To fully grasp the meaning of the three foregrounded head nouns, their metaphorical use needs to be examined given the fact that in their literal meaning they denote inanimate (‘fruits’, ‘poems’) or even abstract (‘springs’) objects. What links them to humans is, in the case of ‘springs’, that the four seasons are in fact a man-made concept to understand changes in nature over the course of a year with time also being a human concept. ‘Fruits’ with a primarily reproductive purpose for nature itself are used by humans as food for their bodies, whereas ‘poems’ are an artistic product and as such regarded as nourishment for the human soul. It is through these multi-layered relationships between the three head nouns as well as their individual meanings that all three are metaphorically used to name the victims of these atrocities. The metaphor does not stop here, however, but extends onto the offenders and, in terms of transitivity choices, the actors of the three material action processes. The absent actors in their anonymity have not merely killed human beings and thus a part of nature but with it also killed nature itself, which, in conclusion, ostracises them from nature by making them in fact enemies of the living.
Another example further illustrates the importance of Bekas’ naming strategies for the presentation of ideological meaning:
Example 3 (extract from Example 1)
A room of a house died
…
A house of a neighbourhood is killed
These two clauses consist exclusively of subject and predicator and show a parallel syntactic structure which we will be dealing with in the following section. As only little information as to the number of constituents is provided, this brings about the cooperation principle, in this case the maxim of quantity (Grice Reference Grice, Cole and Morgan1975), meaning how much information is needed to make these lines informative. This leads to graphological foregrounding of these two lines. In this section we focus on the two noun phrases exclusively because we are still examining naming choices. Note that these two lines do not appear next to each other in the poem but are separated by six lines.

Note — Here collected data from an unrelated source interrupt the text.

Issue #3625, opened 2020-07-31
Support custom statuses


pekkaklarck:
It would be convenient to be able to configure Robot Framework to have custom statuses in addition to the current PASS and FAIL and the forthcoming SKIP (#3622). Currently tests can have tags to differentiate them, but explicit statuses would make the distinction more clear.

This functionality could be implemented so that new statuses are defined based on old statuses and tags. The specification could be given from the command like with a command line option like `--addstatus` with an argument in format such as `NEWSTATUS:OLDSTATUS:TAGPATTERN:COLOR`. In this spec `NEWSTATUS` would be the name of the new status to add, `OLDSTATUS` would be the old status to base this status on, `TAGPATTERN` would be the tag or tag pattern (e.g. `tag`, `tag:*` or `tag1ORtag2`) matching test must have, and `COLOR` would be the color associated with the status (possibly optional). Example:

    --addstatus KNOWN_ISSUE:FAIL:bug-id-*:purple

One use case for this feature would be separating tests skipped explicitly during execution and tests skipped by the forthcoming `--skiponfailure` feature. This would be convenient for those who oppose removing the criticality concept (#3624):

    --addstatus NON-CRITICAL:SKIP:non-critical:pink --skiponfailure non-critical

pekkaklarck:
This would be nice already in RF 4.1.

pekkaklarck:
Too big task for RF 4.1. I moved this tentatively to RF 5.0 scope but we haven't yet started more detailed planning of that release and it's not clear will this one be actually included or not. If you find this important, comment here and explain your use case!

pekkaklarck:
Oooops, there's PR #3869 adding this functionality. If the PR implements what's needed and doesn't have problems, this certainly can be included into RF 4.1 I don't have time to review the PR right now, but I moved this issue back to RF 4.1 to make sure I don't forget about it.

pekkaklarck:
PR #3869 is a good start. There is, however, so much work still to be done both internally to handle custom statuses and in log report to show them nicely in statistics and elsewhere that I move this issue to RF 5.0 scope.

Tattoo:
[...]

PR #3869, opened 2021-03-02
Support custom statuses

mihaiparvu:
PR for #3625 

Added the possibility to set custom status from command line option `--addstatus`. The new status is set based on tags and displayed both in console output and log.html. The color can be customized but only in the log file, in console it maintains the old colors.


pekkaklarck (changes requested):
This is a good start but the core logic how custom statuses are set to objects need to be changed to something less fragile. Let's discuss about better alternative separately.

There were also some other issues explained in individual comments. In addition to them, I noticed these problems when testing the code locally:

- Statistics aren't collected for the custom statuses. There probably should be new status columns in both log and report statics, but needed to test how that works if there are multiple custom statuses. Should also show custom statuses in status graphs.

  Right now also collecting "normal" statistics is broken. I tested creating a new status based on PASS, and those tests were considered failed in all statistics.

- Dark status colors make reading the black status text hard in the log file. We preferably should automatically decide should the status text be black or white depending on the specified status color. Alternatively we could require giving that as well but it would make the usage a bit more complicated.

pekkaklarck:
The hard part with this issue is designing how to store information about custom statuses internally. For example, should the `status` attribute tests have get these custom statuses or should it always be one of the base statuses `PASS/FAIL/SKIP`? The former initially feels better, but it would require changes in all code looking for statuses. In the latter case test could/should have a separate attribute that returns possible custom status based on configs and test base status and tags. We could consider renaming the current `status` to e.g. `base_status` and using `status` with the new attribute, though.

We also need to design how to pass the custom status information to tests. Most likely it could be given to the top level result suite where tests could query it. We used similar approach with criticality information earlier.

We can discuss all this further here or on Slack. It seems pretty clear that there's so much work still to be done that it's nevertheless best to move this issue from RF 4.1 to RF 5.0 scope.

By naming the victims in relation to urban structure, these two lines add a different notion in comparison to the nature theme mentioned in regard to Example 2. A house and a neighbourhood are man-made and serve not only to accommodate people but to create a living space and structure. Here, families raise their children, friendships are built and nourished, acquaintances are maintained. Illness and other negative experiences are combatted, creating love and solidarity. Both noun phrases in their consecutive order zoom out from the smallest unit (a room in a house) to the larger unit (a neighbourhood). Bekas uses a metonymic relationship between the three nouns (room, house, neighbourhood) to broaden the dimension of destruction. By not mentioning any specifics about the neighbourhood, the reader is able to associate with it by drawing on schematic knowledge and thus bringing in the reader‘s own neighbourhood, which increases immediacy and proximity of the killings as well as their devastating nature as it is not only a killing of individuals.

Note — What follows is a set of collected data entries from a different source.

PR #3876, opened 2021-03-08
differentiate test and suite statuses from other statuses

bitcoder:
Differentiate test and suite statuses from other statuses, as "NOT RUN" is only available for keywords, FORs and IFs.
Related to #3726.

### DIFF
--- a/doc/schema/robot.02.xsd
+++ b/doc/schema/robot.02.xsd
@@ -38,7 +38,7 @@
             <xs:element name="test" type="Test" minOccurs="0" maxOccurs="unbounded" />
             <xs:element name="doc" type="xs:string" minOccurs="0" />
             <xs:element name="meta" type="Metadata" minOccurs="0" maxOccurs="unbounded" />
-            <xs:element name="status" type="SuiteAndTestStatus" />
+            <xs:element name="status" type="Status" />
         </xs:choice>
         <xs:attribute name="name" type="xs:string" />
         <xs:attribute name="source" type="xs:string" />
@@ -60,7 +60,7 @@
             <xs:element name="doc" type="xs:string" minOccurs="0" />
             <xs:element name="tag" type="xs:string" minOccurs="0" maxOccurs="unbounded" />
             <xs:element name="timeout" type="Timeout" minOccurs="0" />
-            <xs:element name="status" type="SuiteAndTestStatus" />
+            <xs:element name="status" type="Status" />
         </xs:choice>
         <xs:attribute name="name" type="xs:string" />
         <xs:attribute name="id" type="xs:string" />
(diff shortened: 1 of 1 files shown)


doc/schema/robot.02.xsd
```diff
@@ -60,13 +60,15 @@
...
-            <xs:element name="status" type="Status" />
+            <xs:element name="status" type="SuiteAndTestStatus" />
         </xs:choice>
         <xs:attribute name="name" type="xs:string" />
         <xs:attribute name="id" type="xs:string" />
     </xs:complexType>
     <xs:complexType name="Keyword">
         <xs:choice maxOccurs="unbounded">
+            <!-- These keywords can be regular keywords or test setup and teardown.
+                 If the later, they must have the `type` attribute set accordingly. -->
```
pekkaklarck, line 71: What does this comment refer to? Does it refer to the `<xs:complexType name="Keyword">` or keywords it can contain? In the latter case the comment would be pretty strange because keywords inside a keyword cannot be test setups or teardowns. In the former case the comment would be places a bit strangely. Mentioning only test setup/teadown would be also a bit strange when also suites have them and keywords can have teardown. If the comment would be moved a few lines and it would talk only about setups and teardowns (i.e. no word "test") it would make more sense to me.

pekkaklarck:
Good idea to restrict status values explicitly instead of just having a comment like I did. Two questions:

1. Did you try structuring this so that we'd have a base `StatusValue` without `NOT RUN` and then another status like `BodyItemStatus` that extends it adds `NOT RUN`? I haven't done that myself but AFAIK XSD supports it. Not sure is this worth the effort but ought to remove few lines from the schema when common statuses didn't need to be repeated. Should then also rename the current `Status` to `BodyItemStatus` and the `TestAndSuiteStatus` you added to `Status` to be consistent.
2. The added comment about setups and teardowns was a bit strange. I added a separate comment about it.

doc/schema/robot.02.xsd
bitcoder: you're right @pekkaklarck  I've updated it

bitcoder:
> 1. Did you try structuring this so that we'd have a base `StatusValue` without `NOT RUN` and then another status like `BodyItemStatus` that extends it adds `NOT RUN`? I haven't done that myself but AFAIK XSD supports it. Not sure is this worth the effort but ought to remove few lines from the schema when common statuses didn't need to be repeated. Should then also rename the current `Status` to `BodyItemStatus` and the `TestAndSuiteStatus` you added to `Status` to be consistent.

I think I can do that.

doc/schema/robot.02.xsd
```diff
@@ -65,9 +65,11 @@
         <xs:attribute name="name" type="xs:string" />
         <xs:attribute name="id" type="xs:string" />
     </xs:complexType>
+    <!-- Keywords can be regular keywords or setup and teardown keywords.
+         If the later, they must have the `type` attribute set accordingly. -->
     <xs:complexType name="Keyword">
         <xs:choice maxOccurs="unbounded">
-            <xs:element name="kw" type="Keyword" minOccurs="0" maxOccurs="unbounded" />
+           <xs:element name="kw" type="Keyword" minOccurs="0" maxOccurs="unbounded" />
```
pekkaklarck, line 72: Seems like an accidental change.

pekkaklarck:
Merged. I'll fix the accidental whitespace change myself. Thanks for the PR @bitcoder!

6.2.2 Presenting Actions, States, and Events
This section starts with a further exploration of Example 3, this time with a focus on verb choice. ‘Died’ and ‘is killed’ are two material actions (arguably so in the case of ‘died’), both factive verbs with the emphasis on the result. However, ‘died’ might be arguably regarded as a supervention process in this context, which means that an actor and thus a culprit is not necessarily needed. If this argument is followed through, it underlines that ‘room’ is regarded an animate entity as the verb choices that follow in these six lines demonstrate:
Example 4 (extract from Example 1)
A room of a house died
in the consolation it looked
for the neighbouring rooms
those whom it did not see
those who did not come
became, in the heart of window, a knot!
The verbs ‘looked for’, ‘did not see’, and ‘did not come’, alongside ‘died’, all lead the reader to expect animate entities when instead we find ‘a room’ and ‘the neighbouring rooms’ in the noun slots. The verbs ‘to look for’ and ‘see’ are mental processes of perception, usually carried out by people. The verb ‘to come’ is material action intention, an act of movement and changing position which a room is usually incapable to do. In Example 4, however, ‘a room’ is carrying out these perception and action processes which deviate from the norm.

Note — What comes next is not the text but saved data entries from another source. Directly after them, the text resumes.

Issue #3867, opened 2021-02-26
Argument conversion is different between 3.2.2. and 4.0


aaltat:
When I have library like this:
```
from typing import Union


def keyword(arg: Union[str, dict, None] = None):
    print(arg)
    print(type(arg))
```
And tests like this
```
*** Setting ***
Library    MyLib.py

*** Variable ***
&{A}    key=value

*** Test Cases ***
Test A
    Keyword    ${A}

Test B
    Keyword    None

Test C
    Keyword    ${None}
```
Then the Robot Framework 4.0 the logging shows that arg type is always a string: `<class 'str'>`. But with Robot Framework 3.2.2, Test A logs `<class 'robot.utils.dotdict.DotDict'>`, the Test B logs: `<class 'str'>` and Test C logs `<class 'NoneType'>`.

I would thing that the conversion of the 3.2.2 to be more correct although it is not perfect.

pekkaklarck:
This is due the new Union conversion support (#3738) and to some extend string conversion support (#3736). The first type in the `Union` is `str` and Robot somewhat blindly converts all arguments to strings. The exact problem is discussed in the description of the former issue as the first design decision to be made:

> Should we first check does the given argument match any of the possible types before doing conversion? If, for example, we have `arg: Union[str, int]` and the given argument is an integer, should we pass it as is (it matches one of the possible types) or should we test conversion with possible types one-by-one? In the latter case we'd convert the integer to a string because the first possible type is `str`. In this case checking does the argument match any of the types feels better.
>
> On the other hand, if we have `arg: Union[int, str]` and call with a string `2`, checking does the given argument match any of the type would mean that we don't do any conversion because one of the types is `str`. If we'd go through types one-by-one, we'd convert it to an integer because `int` is before `str`. In this case testing conversion one-by-one works better.
>
> We could also make it so that we test conversions one-by-one if the given argument is a string and otherwise first check does the argument match any of the types. That feels a bit inconsistent and hard to explain, though. I got a feeling that going through types one-by-one works best. The key thing to remember is that `str` should be the last type to avoid converting all arguments to strings.

As explained above, the alternative to check does the argument match some of the types in the `Union` would be even worse than the current situation and handling `str` in `Union` somehow specially would be pretty complicated. For the user a simple solution is having `str` last in the `Union` i.e. using `Union[dict, None, str]` in the original example. If that's not considered adequate, we can still consider special `str` handling in this context.

pekkaklarck:
[...]

Issue #3738, opened 2020-10-25
Support type conversion with multiple possible types


pekkaklarck:
Currently our argument conversion logic allows specifying only one possible type for each argument. There are, however, use cases where declaring that, for example, either a list or a string is accepted and Robot should then try out different conversions. With type hints the natural syntax to use is  [Union](https://docs.python.org/3/library/typing.html#typing.Union) like `arg: Union[list, str]`.

The basic logic with multiple possible types would be going through all types one-by-one, trying to convert using each type, and going to the next one if conversion fails. There are, however, plenty of design decisions to be made about different details:

1. Should we first check does the given argument match any of the possible types before doing conversion? If, for example, we have `arg: Union[str, int]` and the given argument is an integer, should we pass it as is (it matches one of the possible types) or should we test conversion with possible types one-by-one? In the latter case we'd convert the integer to a string because the first possible type is `str`. In this case checking does the argument match any of the types feels better.

   On the other hand, if we have `arg: Union[int, str]` and call with a string `2`, checking does the given argument match any of the type would mean that we don't do any conversion because one of the types is `str`. If we'd go through types one-by-one, we'd convert it to an integer because `int` is before `str`. In this case testing conversion one-by-one works better.

   We could also make it so that we test conversions one-by-one if the given argument is a string and otherwise first check does the argument match any of the types. That feels a bit inconsistent and hard to explain, though. I got a feeling that going through types one-by-one works best. The key thing to remember is that `str` should be the last type to avoid converting all arguments to strings.

2. What to do if we don't recognize one of the possible types? I think we should test conversion with all recognized types that are before it but return the value as-is if no conversion succeeds. For example, `arg: Union[int, MyThing]` would convert string `2` to an integer but string `xxx` would be left as-is. This would be consistent with how we handle `arg: MyThing`. 

3. How to support multiple types with the `@keyword` decorator? We could require using Union also with it, but then this syntax wouldn't be supported with Python 2 and needing to use `typing` may not always be desirable with Python 3 either. I think we could allow using a tuple to types like `@keyword(types={'arg': (list, str)}` as an alias for Union.

4. If we support a tuple of types with `@keyword`, should we also support it with type hints like `arg: (list, str)`? Type checkers probably won't like that but I see no harm us supporting it assuming it doesn't require extra work.

[...]

PR #3895, opened 2021-03-18
Don't convert value if it is already a valid type.

KotlinIsland:
#3867
#3738

If a value is already a valid type from a type union then there is no need to convert it.

### DIFF
--- a/src/robot/running/arguments/typeconverters.py
+++ b/src/robot/running/arguments/typeconverters.py
@@ -451,7 +451,9 @@ class CombinedConverter(TypeConverter):
         return True
 
     def _no_conversion_needed(self, value):
-        return False
+        NoneType = type(None)
+        types = tuple(NoneType if it is None else it for it in self.args)
+        return isinstance(value, types)
 
     def _convert(self, value, explicit_type=True):
         for typ in self.args:
--- a/atest/robot/keywords/type_conversion/unions.robot
+++ b/atest/robot/keywords/type_conversion/unions.robot
@@ -28,3 +28,6 @@ Optional argument
 
 Optional argument with default
      Check Test Case    ${TESTNAME}
+
+Avoid unnecessary conversion
+     Check Test Case    ${TESTNAME}
--- a/atest/testdata/keywords/type_conversion/keyword_decorator.robot
+++ b/atest/testdata/keywords/type_conversion/keyword_decorator.robot
@@ -513,7 +513,7 @@ Multiple types using Union
     NONE          None
     ${1}          1
     ${1.2}        1.2
-    ${None}       None
+    ${None}       ${None}
 
 Argument not matching Union tupes
     [Tags]        require-py3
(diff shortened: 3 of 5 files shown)


KotlinIsland:
Or would this be better in `ArgumentConverter._convert`?

pekkaklarck:
The current functionality is there by design. The motivation is that we want conversion to be done if you have type like `Union[int, str]` and use argument like `42`. I don't want that to be changed, but I don't like too much that currently if you have `Union[int, float]` and use it with `${42.9}` that gets converted to an integer `42`. Possibly we should always convert strings but with others with check is the type valid already. Anyway, this change needs a separate issue and cannot be done before RF 4.1.

KotlinIsland:
The current functionality breaks optional strings `Optional[str]` completely.

If the purpose of this is to allow int/float/enum literals to override `str` then can we skip forced conversion when value is not a string

```py
    def _no_conversion_needed(self, value):
        if isinstance(value, str):
            return False
        # None is not a valid type, convert to NoneType
        valid_instance_tuple = tuple(type(it) if it is None else it for it in self.args)
        return isinstance(value, valid_instance_tuple)
```

Or just always put `str` last in the conversion? I don't like this option as it's adding more complexity for the user.
```
        if type(str) in self.args:
            args = tuple(arg for arg in self.args if arg != type(str)) + type(str)
        else:
            args = self.args
        for typ in args:
            converter = TypeConverter.converter_for(typ)
            if not converter:
                return value
            try:
                return converter.convert('', value, explicit_type)
            except ValueError:
                pass
        raise ValueError
```

pekkaklarck:
How does the current functionality break `Optional[str]`? This anyway needs an issue to discuss the design.

KotlinIsland:
`Optional[str]` becomes `Union[str, None]` making it impossible to pass `None` from robot.

KotlinIsland:
issue: #3897

pekkaklarck:
I agree `${None}` being converted to a string is not good if you use `Optional[str]`, but I wouldn't say that totally breaks it. There's also a simple workaround that you omit `Optional` and just use `arg=None`. Anyway, let's discuss this more in #3897.

pekkaklarck:
After thinking this more, I believe the approach this PR originally used is the best one. See [my comment](https://github.com/robotframework/robotframework/issues/3897#issuecomment-808336570) to issue #3897 for more details. I also submitted a separate issue about the problem with `arg: Optional[str] = None` (#3908).

src/robot/running/arguments/typeconverters.py
```diff
@@ -451,7 +451,11 @@ def _handles_value(self, value):
         return True
 
     def _no_conversion_needed(self, value):
-        return False
+        if isinstance(value, str):
+            return False
+        # None is not a valid type, convert to NoneType
+        valid_instance_tuple = tuple(type(it) if it is None else it for it in self.args)
```
pekkaklarck, line 457: This could be written like
```python
NoneType = type(None)
types = tuple(typ if typ is not None else NoneType for typ in self.args)
```
to avoid the need for the comment.

pekkaklarck:
Looks great. Docs related to Union conversion need to still be updated but I can do that myself. I'll also make sure we have tests covering the `arg: Optional[str] = None` case (#3908).

pekkaklarck:
One of the tests was actually failing. I should've checked CI status more before merging, but I was anyway planning to enhance tests a bit so I'll fix the test at the same time.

Further, this room is being described as in need of consolation, which entails that ‘a room’ has human emotions. Such deviations are highly foregrounding and allow us to understand that ‘a room’ and ‘neighbouring rooms’ are naming choices for people, in fact, victims of the killings. By naming them in relation to urban structure, Bekas achieves proximity in the perception of these atrocities, and, furthermore, he is able to construct those affected as innocent victims, which aligns with Christie’s (Reference Christie and Fattah1986) notion of ideal victims. Ideal victims are weak, sick, either very young or very old, are carrying out a respectable project at the time of crime, have no personal relationship with the offender, and cannot be blamed for being attacked. Such an ideal victim, for example, is the character ‘Little Red Riding Hood’ from the same-named fairy tale (Walklate Reference Walklate2007, p. 28). Victims of international crimes, however, ‘face much more difficulty in publicizing their fate and consequently “benefiting” from their status as victim’ (Van Wijk Reference Van Wijk2013, p. 159). This is particularly relevant here as the Iraq-Kurdish conflict is a very complex one with no clearly carved good/bad dichotomy and thus goes against Van Wijk’s (Reference Van Wijk2013) criteria, according to which ‘potential [victim]-status givers’ prefer ‘comprehensible’ conflicts that have a unique selling point, ‘have a limited time span’, and are ‘well-timed’. Further, ‘domestic policies, geopolitical interests, accessibility to the region and the possibility of donors identifying with the victims’ (2013) are prerequisites for a conflict to attract public attention and for those victims to be perceived as ‘ideal’. All this is absent from the Iraq-Kurdish conflict because at that time media coverage and human rights groups were not allowed to watch and report the conflict and its results. Therefore, the conflict continued and left thousands of civilian victims, which Bekas writes about.
6.2.3 Enumerating and Prioritising
In this section we return to Example 2 from above and examine it from a different perspective, namely, how information in these three lines is prioritised and how these three lines further provide an example of enumeration, namely, a three-part list that suggests completeness.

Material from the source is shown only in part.